**Directions for this task**
Where "unknown" occurs in a line of the entries below, copy that line.

Stored data entries:
<<<<

PR #138, opened 2016-02-17
Add target build-version.

dekimir:


dneto0:
This will always overwrite the file.  Any other target that depends on the resulting file will be rebuilt every time we remake the project. That's suboptimal.

Maybe you were going to work around this at a higher level?

-1 for now.

utils/create_build_version.py
```diff
@@ -0,0 +1,47 @@
...
+import subprocess
+import sys
+
+def describe(dir):
+    """Runs 'git describe' in dir.  If successful, returns the output; otherwise,
+returns 'unknown: git-describe error'."""
+    try:
+        return subprocess.check_output(["git", "describe"], cwd=dir).rstrip()
+    except subprocess.CalledProcessError:
+        return 'unknown: git-describe error'
```
AWoloszyn: If git-describe fails, it would be weird to see:
glslc --version
unknown: git-describe error.

That moves the fact that there was a git error into the version string, which is very confusing.
What I think would make more sense is something like
"unknown git hash: build date: " + datetime.datetime.now().time().isoformat().

dekimir:
Addressed feedback and changed the file name to `build-version.inc`.

AWoloszyn:
+1 from me
Will let @dneto0  double check.

CMakeLists.txt
```diff
@@ -17,6 +17,12 @@ add_custom_target(add-copyright
   WORKING_DIRECTORY ${CMAKE_CURRENT_SOURCE_DIR}
   COMMENT "Add copyright")
 
+add_custom_target(build-version
```
AWoloszyn: Just a reminder that you will have to make any target that uses build-version depend on this target.

dekimir: Yes, but that's after I implement `--version`.  This here is enough to stamp binary builds manually when uploading them to a server, for instance.

utils/update_build_version.py
```diff
@@ -0,0 +1,54 @@
+#!/usr/bin/env python
+
+# Copyright 2016 The Shaderc Authors. All rights reserved.
```
dneto0: This line causes the copyright check to fail, and so my default build fails.
You already filed https://github.com/google/shaderc/issues/139 for that issue.

dneto0:
The logic is good, and works in my test environment.
But -1 since it causes a plain ninja build to fail the copyright check.

dekimir:
Created #142 to fix the copyright check.

dneto0:
+2.
I'll squash and push into master

dneto0:
Pushed into master as e9752f27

>>>>

**Answer to this problem**
+returns 'unknown: git-describe error'."""
+        return 'unknown: git-describe error'
unknown: git-describe error.
"unknown git hash: build date: " + datetime.datetime.now().time().isoformat().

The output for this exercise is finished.